Exercise aim: The word "original" occurs in some lines of the data. Return each such line.

::::::::::

PR #311, opened 2015-10-11
Only use fast path if slot is less than 64

waneck:
The trick mentioned there only works for < 64 slots. I'm working on integrating with a big application that actually uses those 64 slots before hxcpp gets initialized, and got some very hard to track errors.

It might be possible to make the code work on slots bigger than 64 using http://cbloomrants.blogspot.com/2013/09/09-18-13-fast-tls-on-windows.html. I really didn't want to make a PR of code that I don't understand

I'm curious however if this mode is faster than `__declspec(thread)`. I thought this was the faster way to support TLS.

### DIFF
--- a/include/hx/Tls.h
+++ b/include/hx/Tls.h
@@ -57,7 +57,10 @@
          DATA **extra = (DATA **)(__readfsdword(kTibExtraTlsOffset));
          return extra[mFastOffset];
          #elif (_MSC_VER >= 1400) & !defined(HXCPP_DEBUG)// 64 bit version...
-         return (DATA *)__readgsqword(mFastOffset);
+         if (mSlot < 64)
+           return (DATA *)__readgsqword(mFastOffset);
+         else
+           return (DATA *)TlsGetValue(mSlot);
          #else
          return (DATA *)TlsGetValue(mSlot);
          #endif


ncannasse:
There seems to have some restrictions on __declspec(thread) with dynamic loading, which is required for NDLLs

waneck:
But then shouldn't this code only be active if DLL_EXPORT is defined? Tls is used on the GC a lot, and hxcpp only supports dynamic loading of its own executables if some defines are set (I think DLL_EXPORT is one of them)

hughsando:
Are you using 64 bit?  I thought the 64 slots was not a problem on 64 bits
- although the reference you point to suggests it is.
Hxcpp can generate libs which can get linked into exe or dlls, so things
aren't so simple.

waneck:
Yeah, I'm compiling to 64-bit.

waneck:
I understand about the libs. It might be nice to have a flag that makes TLS use gcc's `__thread` and msvc's `declspec(thread)` though, As far as I know, they use some link-time optimizations which really aren't available otherwise.
Also the link I posted seems to indicate this is a problem only on pre-vista windows. I wouldn't mind if XP were available only if a specific flag is defined

waneck:
@hughsando any news about this?

waneck:
It would be great to have this fixed for the next hxcpp version. This problem comes up frequently when running Unreal.hx on Windows (Unreal is 64-bit)

hughsando:
I think the TlsGetValue is slower than __declspec, which is slower then the direct register access.
This fix keeps the speed good for the "average" use, and works for the more unusual case with external TLS slots, which is nice.
I would like to find the equivalent fast version for 64bit/64 slot, but maybe that can wait.

PR #129, opened 2024-08-27
Fix headers and footers layout and spacing.

juanfra:
**Description**

According to the style's section on Figma, the [large screen behavior](https://www.figma.com/design/dzGCSntVch4EQdVERTqyVK/Twenty-Twenty-Five?node-id=77-7932&t=pAR7fcijMNjWyyje-1) is that the content (including header and footer) should be using the wide width as the max.

This PR adjusts the spacing of all headers and footers, so that they respect this. And it also adjusts the vertical padding of the default header to use 30px as the design.

**Screenshots**

https://github.com/user-attachments/assets/31c847d7-7cb1-473f-93c5-b9a21f5b6f9b

Screenshot 2024-08-27 at 11 03 38

**Testing Instructions**

1. Open the site editor.
2. Go to edit the header.
3. Select any of the designs included with TT5 and save.
4. Open the site on a large screen (more than 1400px wide)
5. Confirm that the headers are wrapped in the wide width defined in the design system.
6. Repeat with footers.
7. Ope

### DIFF
--- a/patterns/footer-centered.php
+++ b/patterns/footer-centered.php
@@ -12,15 +12,19 @@
  */
 
 ?>
-<!-- wp:group {"style":{"spacing":{"padding":{"top":"var:preset|spacing|70","bottom":"var:preset|spacing|50","left":"var:preset|spacing|50","right":"var:preset|spacing|50"}}},"layout":{"type":"constrained"}} -->
-<div class="wp-block-group" style="padding-top:var(--wp--preset--spacing--70);padding-right:var(--wp--preset--spacing--50);padding-bottom:var(--wp--preset--spacing--50);padding-left:var(--wp--preset--spacing--50)">
-	<!-- wp:site-title {"level":0,"textAlign":"center"} /-->
-	<!-- wp:site-tagline {"textAlign":"center"} /-->
-	<!-- wp:spacer {"height":"20px"} -->
-	<div style="height:20px" aria-hidden="true" class="wp-block-spacer"></div>
-	<!-- /wp:spacer -->
-	<!-- wp:paragraph {"align":"center","fontSize":"x-small"} -->
-	<p class="has-text-align-center has-x-small-font-size">Designed with <strong>WordPress</strong></p>
-	<!-- /wp:paragraph -->
+<!-- wp:group {"layout":{"type":"constrained"}} -->
+<div class="wp-block-group">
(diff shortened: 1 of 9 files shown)


carolinan:
But that doesn't match any of the template designs, where the spacing between the edge and content is 50px:

https://www.figma.com/design/dzGCSntVch4EQdVERTqyVK/Twenty-Twenty-Five?node-id=559-1863&m=dev

beafialho:
Thank you @juanfra! From your screen recording, it seems to work as intended.

The Figma templates show the desktop at 1440px. Beyond that, in larger screens, my intent was that the content should stop at 1440 px, which is what I tried to express in the "large screens behaviour". We should be mindful of how the patterns look within these alignments too.

juanfra:
> But that doesn't match any of the template designs, where the spacing between the edge and content is 50px

@carolinan, thanks! I assume you are talking about the vertical spacing of the header. I was calculating it differently. I used the final computed height of `90px` as a reference, which, in theory, matches the changes I initially added to the PR. Now I see the spacing of 20px in Figma. Although it makes the header `70px` height and not `90px`. I'll then revert the vertical spacing for the default header, unless we want to have a second look at it. Here's a quick screencast of what I mean.

https://github.com/user-attachments/assets/b0286f56-c2c6-4982-bb4c-21a1f79cc7d0

> The Figma templates show the desktop at 1440px.

@beafialho thanks! Right, the Figma templates show the desktop at a `1440px` width, with a left/right spacing of `50px` each. Which makes it `1340px` (wide width). These new changes take care of that. I'll be mindful about this when reviewing PRs for patterns, thank you.

carolinan:
No I was talking about the 50px horizontal spacing that is on all the default templates on Figma.
But as it was brought up, the different footers and headers do not use the same vertical spacing in Figma.

It would have been helpful to have had this reviewed while the original PR's for the headers, footers, and default templates were open.

carolinan:
Also the header height will depend on the content, for example when the menu expand to more than one row.

beafialho:
> It would have been helpful to have had this reviewed while the original PR's for the headers, footers, and default templates were open.

This one seems addressed. But for others perhaps we can hold on these adjustments when a full design review is done? I can test all on Playground and submit changes via a PR. Let me know what works best for you.

rejaulalomkhan:
@juanfra  Thanks for the test instructions. I tested the header and footer on a large screen `more than 1400px widescreen`. 
It's working for me.

juanfra:
> Also the header height will depend on the content, for example when the menu expand to more than one row.

Right, indeed. I was using the default styles of the default header contents as a reference. I reverted the vertical spacing changes on the default header to their previous state.

PR #140, opened 2024-08-27
Claim copyright for contributors.

peterwilsoncc:
**Description**

 One of the benefits of contributing to WordPress is that contributors license their code under the GPL rather than assign copyright to the WordPress Foundation or another entity.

::::::::::

Expected output:
It would have been helpful to have had this reviewed while the original PR's for the headers, footers, and default templates were open.
> It would have been helpful to have had this reviewed while the original PR's for the headers, footers, and default templates were open.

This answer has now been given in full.